To get to the point, marriages to the sea are nothing new.

Let us go back in time, to about the year 1000 A.D. and to the Republic of the city of Venice. It was then that the yearly religious, political, even “magical” ceremony began in which the duke or Doge, the leader of Venice married himself (and the city) to their bride, the Adriatic Sea. The ceremony (Sposalizio del Mare) took place on Ascension Day, a Catholic religious day purporting to celebrate the ascent of Christ to heaven, and was led by the Bishop of the city, as a means of propitiating the sea for a year of fair winds and favorable sailing conditions for the vast armed merchant fleet that made the Venetians the rulers of world trade from the 1200’s to the 1500’s.2

Venice’s marriage to the sea is pretty mild compared to some of the other fertility rites of past history, of which the most recent iteration is merely a regurgitation.

What can we draw from this, besides absurdity? As a wise man once said:

The thing that hath been, it is that which shall be; and that which is done is that which shall be done: and there is no new thing under the sun.3

Phoenician Genetic Connection with Portugal

Part of the fascination with history are the movements of peoples through time. We are seeing right now, with the hundreds of thousands fleeing Syria, for various reasons, into Europe, and soon to be the U.S., that it is entirely possible for huge groups of peoples, even entire ethnic groups, to move from point A to point B thousands of miles across the globe.

Indeed, this has been the case long into the past of human history. At various points throughout time, with pressures from wars, famines, and persecutions, extremely large numbers of people have shifted around the globe from the Middle East to far abroad, even into Europe, the Americas and beyond (as we see repeated with the current Syrian refugee crisis). So it is interesting when current genetic research about the past shows that, indeed, these vast movements of people were a real deal.

Research from the University of Otago in New Zealand has found that DNA samples from a Phoenician man buried in the North African city of Carthage, is strongly connected to the European DNA identifiable with the Portugeuse. Interestingly, the Phoenicians were an ancient people originating out of the area of modern-day Lebanon, though DNA tests find that ancient Phoenician DNA is no longer present en-mass in present-day residents of the ancient cities and surroundings of Sidon and Tyre.

The conclusion?
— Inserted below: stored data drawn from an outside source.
PR #4089, opened 2019-04-04
Fix linter breakage and warning filtering

cameel:
The current implementation of `lintdiff.sh` is broken in several ways:
1) If fails if there are too many differences between your branch and `develop`.
2) It silently ignores failures. E.g. when `grep` returns an error because it got too many patterns as input, it does not exit with a non-zero status. This way `lint.sh` assumes that there are no new warnings even if there are.
3) It does not filter the warnings correctly. It can sometimes include warnings from lines that were not modified in your branch.
4) It may parse the diff incorrectly if your code contains `---`, `+++` or `@@` sequences.
5) It does not report any warnings if the whole file is moved.

This pull request fixes problems 1-4. I'm not sure if 5 is a real issue in practice so I left it as is. See commit descriptions for details of each individual fix (I strongly recommend reviewing them individually rather than looking at the combined result). I have also added comments explaining the regexes in `diff-lines()` to make them easier to understand and decrease the likelihood of future bugs.

### Reproducing the problems
If you want to see the problem, just check out `CGI/transcoding/master` and run the linter:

The Phoenicians were a well known merchant and trade empire that established cities around the Mediterranean, and possibly the Atlantic coasts, and beyond, during the time of King Solomon’s united Kingdom of Israel in the 900’s B.C. If we look at Biblical history we can see that King Solomon formed a trade agreement with King Hiram of Tyre (a Phoenician king to the north of modern-day Israel).5 The two kingdoms, sailed in partnership around the globe (a feasible postulation).6 Where did they go? What did they do there? Did they establish colonies? Did they merely trade with existing populations? All fascinating questions.

This new DNA research is a fascinating confirmation of what archeology and ancient documents have already established. We live in a great age for archeology, new discoveries, and growing, improved understanding of the ancient past!

Keep thinking history!

– Amanda Stiver


1 Katherine Timpf, “Prof Took Students on an ‘EcoSexual Sextravaganza’ Trip to Marry and Have Sex with the Ocean,” The National Review at NationalReview.com, May 26, 2016.

2 Colin Thubron, The Seafarers: The Venetians, Time-Life Books, 1980, page 8.

3 Ecclesiastes 1:9, The Bible, KJV.

4 “DNA from Ancient Phoenician Stuns Scientists,” Digging History at FoxNews.com, May 27, 2016.

5 1 Kings 5:12, The Bible, NKJV: “So the Lord gave Solomon wisdom, as He had promised him; and there was peace between Hiram and Solomon, and the two of them made a treaty together.”
6 1 Kings 5:22, The Bible, NKJV: “For the king [Solomon] had merchant ships at sea with the fleet of Hiram. Once every three years the merchant ships came bringing gold, silver, ivory, apes, and monkeys.”